TABLE 8.
Testing data | One-step (%) | Two-step (%) | Ta (%) | FW (%) | DH (%) | Ta c (%) | FW c (%) | DH c (%) |
---|---|---|---|---|---|---|---|---|
Fθ | ||||||||
sel(500, 0.001) | 99.8 | 99.8 | 26.6 | 79.0 | 41.6 | 73.8 | 71.8 | 67.8 |
sel(500, 0.2) | 98.4 | 98.4 | 26.8 | 23.2 | 28.0 | 66.4 | 12.2 | 20.4 |
sel(200, 0.001) | 93.8 | 93.8 | 11.0 | 25.8 | 21.4 | 51.0 | 52.0 | 50.0 |
sel(200, 0.2) | 87.6 | 87.6 | 11.6 | 8.4 | 12.0 | 42.6 | 11.2 | 17.0 |
bot random | 97.0 | 3.8 | 51.2 | 62.8 | 26.2 | 52.4 | 23.2 | 12.6 |
FK | ||||||||
sel(500, 0.001) | 98.4 | 76.0 | 26.2 | 79.8 | 41.6 | 72.6 | 72.0 | 69.8 |
sel(500, 0.2) | 96.6 | 72.0 | 29.8 | 26.4 | 37.0 | 69.4 | 9.4 | 19.0 |
sel(200, 0.001) | 86.2 | 62.2 | 9.8 | 27.2 | 19.8 | 51.4 | 54.0 | 48.8 |
sel(200, 0.2) | 75.8 | 48.6 | 13.2 | 8.2 | 13.2 | 42.6 | 7.8 | 15.2 |
bot random | 55.8 | 3 | 52.8 | 62.4 | 26.4 | 62.4 | 24.0 | 12.0 |
The percentage of times selection was predicted for testing samples that were simulated under different selective and bottleneck scenarios is shown.
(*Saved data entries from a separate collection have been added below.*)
PR #4631, opened 2016-02-23
Commands: Cleanup parameters

bricelam:
@lajones

### DIFF
--- a/src/Microsoft.EntityFrameworkCore.Commands/Design/OperationExecutor.cs
+++ b/src/Microsoft.EntityFrameworkCore.Commands/Design/OperationExecutor.cs
@@ -35,12 +35,13 @@ namespace Microsoft.EntityFrameworkCore.Design
             var projectDir = (string)args["projectDir"];
             var rootNamespace = (string)args["rootNamespace"];
 
-            var startupAssembly = Assembly.Load(new AssemblyName(startupTargetName));
+            var assemblyLoader = new AssemblyLoader();
+            var startupAssembly = assemblyLoader.Load(startupTargetName);
 
             Assembly assembly;
             try
             {
-                assembly = Assembly.Load(new AssemblyName(targetName));
+                assembly = assemblyLoader.Load(targetName);
             }
             catch (Exception ex)
             {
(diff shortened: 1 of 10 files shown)


src/Microsoft.EntityFrameworkCore.Commands/tools/EntityFramework.psm1
```diff
@@ -396,10 +396,10 @@ function Scaffold-DbContext {
         [string] $Connection,
         [Parameter(Position = 1, Mandatory = $true)]
         [string] $Provider,
-        [string] $OutputDirectory,
-        [string] $ContextClassName,
-        [string[]] $Schemas,
-        [string[]] $Tables,
+        [string] $OutputDir,
+        [string] $Context,
+        [string[]] $Schemas = @(),
```
lajones: Is this correct? Don't you have to reference the Schemas `.PARAMETER` in some way? Similarly for Tables below.

src/Microsoft.EntityFrameworkCore.Commands/Design/OperationExecutor.cs
```diff
@@ -290,8 +290,8 @@ public ReverseEngineer([NotNull] OperationExecutor executor, [NotNull] object re
                 var provider = (string)args["provider"];
                 var outputDir = (string)args["outputDir"];
                 var dbContextClassName = (string)args["dbContextClassName"];
-                var schemaFilters = (string[])args["schemaFilters"] ?? new string[0];
-                var tableFilters = (string[])args["tableFilters"] ?? new string[0];
+                var schemaFilters = (IEnumerable<string>)args["schemaFilters"];
+                var tableFilters = (IEnumerable<string>)args["tableFilters"];
```
lajones: Does this work find with the new command line? What happens if a user passes no `-s` or `-t` options on the command line?

bricelam: Yes. `CommandOption.Values` will return an empty list if none are specified.

src/Microsoft.EntityFrameworkCore.Commands/tools/EntityFramework.psm1
bricelam: I'm not following... The only change here is to give them a default value of `@()` which is PowerShell for an empty array. That way if they're not specified, they're empty instead of null.

lajones: Nm. I was mis-reading it.

src/Microsoft.EntityFrameworkCore.Commands/Design/OperationExecutor.cs
lajones: OK. Sounds good.

lajones:
:shipit:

We compared the following approaches that use summary statistics: Ta, Tajima's D; FW, Fay and Wu's H; DH, DH test; c, center. First, these statistics were computed only once across the whole 40-kb region, which may lead to a weakened selective signal according to an averaging effect. Since the signal in the center of the region will usually be the strongest, we then tried to use only the 4-kb center section of the region to compute the statistics. The results can be found under Ta c, FW c, and DH c. “One-step” and “two-step” indicate one-step boosting and two-step boosting, respectively. These results are the same as in Table 7. bot random = bot(N(0.02, 0.012), N(0.02, 0.012)). The type I error probability of boosting (both for one-step and for two-step) was adjusted to 5%, and we chose cutoff points for the other tests also according to the 5% quantile estimated from 50,000 simulated neutral samples. The samples were generated under both fixed θ (Fθ) and fixed K (FK). We can see that boosting always performed much better for distinguishing neutrality from selection, although the difference between the methods was reduced slightly when Tajima's D, Fay and Wu's H, and the DH test were calculated only from the center section of the region. Under the more difficult situations the advantage of boosting is particularly visible. Note that one-step boosting predicted most of the bottleneck samples as selection whereas the DH test did not. The application of two-step boosting, however, solved this problem.